Yaoxiong Wen: Mirror symmetry for special nilpotent orbit closures

Abstract: Inspired by the work of Gukov-Witten, we investigate stringy E-polynomials of nilpotent orbit closures of type $B_n$ and $C_n$. Classically, there is a famous Springer duality between special orbits. Therefore, it is natural to speculate that the mirror symmetry we seek may coincide with Springer duality in the context of special orbits. Unfortunately, such a naive statement fails. To remedy the situation, we propose a conjecture which asserts the mirror symmetry for certain parabolic/induced covers of special orbits. Then, we prove the conjecture for Richardson orbits and obtain certain partial results in general.  In the mirror symmetry, we find an interesting seesaw phenonem where Lusztig's canonical quotient group plays an important role. This talk is based on the joint work with Baohua Fu and Yongbin Ruan, https://arxiv.org/abs/2207.10533.
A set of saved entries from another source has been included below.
PR #275, opened 2017-10-17
ENT-3336: Ensure Enterprise Hub package upgrade aborts when unable to…

Lex-2008:
… backup database

Changelog: Title
(cherry picked from commit 8053ed91989e91c5dc73068fc4fb5a400c9e1dd3)

### DIFF
--- a/packaging/common/cfengine-hub/preinstall.sh
+++ b/packaging/common/cfengine-hub/preinstall.sh
@@ -32,12 +32,15 @@ if is_upgrade && egrep '^3\.[6-9]\.' "$PREFIX/UPGRADED_FROM.txt" >/dev/null && [
   FAILED=0
   for db in $CF_DBS; do
     cf_console echo "Backing up database $db..."
-    (cd /tmp && su cfpostgres -c "$PREFIX/bin/pg_dump $db | gzip -c > $PREFIX/state/pg/db_dump-$db.sql.gz")
+    su cfpostgres -c "$PREFIX/bin/pg_dump $db" > $PREFIX/state/pg/db_dump-$db.sql
+
     if [ $? != 0 ]; then
       FAILED=1
       cf_console echo "Not able to migrate database. Aborting."
       break
     fi
+
+    gzip $PREFIX/state/pg/db_dump-$db.sql
   done
 
   if [ "$FAILED" != 0 ]; then


Lex-2008:
Separated `pg_dump` and `gzip` commands into individual steps.
Checking result of only one of them.
Also not sure why running `pg_dump` as root was considered a bad idea.
Quickly tested - works as expected, both when it can and when it can't backup.

Any objections? @jimis , @nickanderson , @kacf ?

packaging/common/cfengine-hub/preinstall.sh
```diff
@@ -32,12 +32,15 @@ if is_upgrade && egrep '^3\.[6-9]\.' "$PREFIX/UPGRADED_FROM.txt" >/dev/null && [
   FAILED=0
   for db in $CF_DBS; do
     cf_console echo "Backing up database $db..."
-    (cd /tmp && su cfpostgres -c "$PREFIX/bin/pg_dump $db | gzip -c > $PREFIX/state/pg/db_dump-$db.sql.gz")
+    $PREFIX/bin/pg_dump $db  > $PREFIX/state/pg/db_dump-$db.sql
```
kacf: > Also not sure why running pg_dump as root was considered a bad idea.

In this particular case I suspect that root may actually have less privileges than cfpostgres, the reason being that the permissions are enforced by the database, not by the kernel. But it's only a suspicion, maybe check with @maciejmrowiec.

maciejmrowiec: yeh, cfpostgres is the main admin user

packaging/common/cfengine-hub/preinstall.sh
```diff
@@ -32,12 +32,15 @@ if is_upgrade && egrep '^3\.[6-9]\.' "$PREFIX/UPGRADED_FROM.txt" >/dev/null && [
...
+
     if [ $? != 0 ]; then
       FAILED=1
       cf_console echo "Not able to migrate database. Aborting."
       break
     fi
+
+    gzip $PREFIX/state/pg/db_dump-$db.sql
```
maciejmrowiec: pg_dump can compress on the fly

maciejmrowiec: `pg_dump -Fc`

jimis: Unfortunately I doubt this will work since we build PostgreSQL with `--without-zlib`. Don't ask me why, I have no clue. Since we build zlib separately for CFEngine, we should do `--with-zlib=/var/cfengine` instead.

Lex-2008: Right, it's just not `-Fc`, but `-Z9`, and indeed
```
pg_dump: WARNING: requested compression not available in this installation -- archive will be uncompressed
```
I've created a separate issue https://tracker.mender.io/browse/ENT-3441 for that

jimis: Great! But I think `-Fc` is also compressed, and a better format suitable for `pg_restore`:

```
c
custom

    Output a custom-format archive suitable for input into pg_restore. Together with the directory output format, this is the most flexible output format in that it allows manual selection and reordering of archived items during restore. This format is also compressed by default.
```

Not sure if it's transparent to change format for our scripts. Do we ever use this archive that we are storing?

Lex-2008: hm,
> This format is also compressed by default.

Ok, probably, when it's supported. Because currently, `-Fc` takes more space than `-Fp` (default one):
```
~# /var/cfengine/bin/pg_dump -Fc cfdb | wc -c
2067518
~# /var/cfengine/bin/pg_dump -Fp cfdb | wc -c
1742252
```

Regarding restoring - indeed, `-Fc` is a binary format and is suitable for `pg_restore`, while `-Fp` looks like plaintext SQL and is suitable for feeding into `psql`, according to https://www.postgresql.org/docs/9.1/static/app-pgdump.html

As a Linux neophyte, I'm voting for plaintext format.

nickanderson:
+1 for plain text

PR #298, opened 2017-12-21
pack ssl/openssl.cnf, delete some other for openssl

Lex-2008:
ssl/openssl.cnf file is needed for CFEngine and should be also included in openssl packaging.

Other files (that are not needed) should be deleted from there.


Lex-2008:
testbuild: https://ci.cfengine.com/view/Enterprise/job/testing-enterprise-pr/512/

PR #288, opened 2017-11-30
Update dependencies for master

Lex-2008:
Bootstrap job: [Build Status](https://ci.cfengine.com/job/bootstrap-enterprise-pr/464/)
Testing job: [Build Status](https://ci.cfengine.com/job/testing-enterprise-pr/464/)

PR #300, opened 2017-12-21
Fix errors about undeclared curl_off_t on AIX and HP-UX.

jimis:
This patch has been submitted upstream:
https://github.com/curl/curl/pull/2186

The format of the patch file is very basic, because AIX patch(1) does not work
with neither git diffs, context diffs, nor unified diffs.


jimis:
@Lex-2008 this should fix the failing platforms. I brought the buildslaves back online, you can trigger a build with this and merge it if it passes.

Lex-2008:
Thanks!

Lex-2008:
I've incorporated your commit into my PR: https://github.com/cfengine/buildscripts/pull/288 so this might be closed, probably.

PR #416, opened 2018-07-30
Disable Solaris 9 builds on master

vpodzime:
Solaris 9 is not a supported system for future releases.


cf-bottom:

Hu Zhao: Commutativity of quantization and reduction for quiver representations

Abstract: Given a finite quiver, its double may be viewed as its non-commutative “cotangent” space, and hence is a non-commutative symplectic space. Crawley-Boevey, Etingof and Ginzburg constructed the non-commutative reduction of this space while Schedler constructed its quantization. We show that the non-commutative quantization and reduction commute with each other. Via the quantum and classical trace maps, such a commutativity induces the commutativity of the quantization and reduction on the space of quiver representations.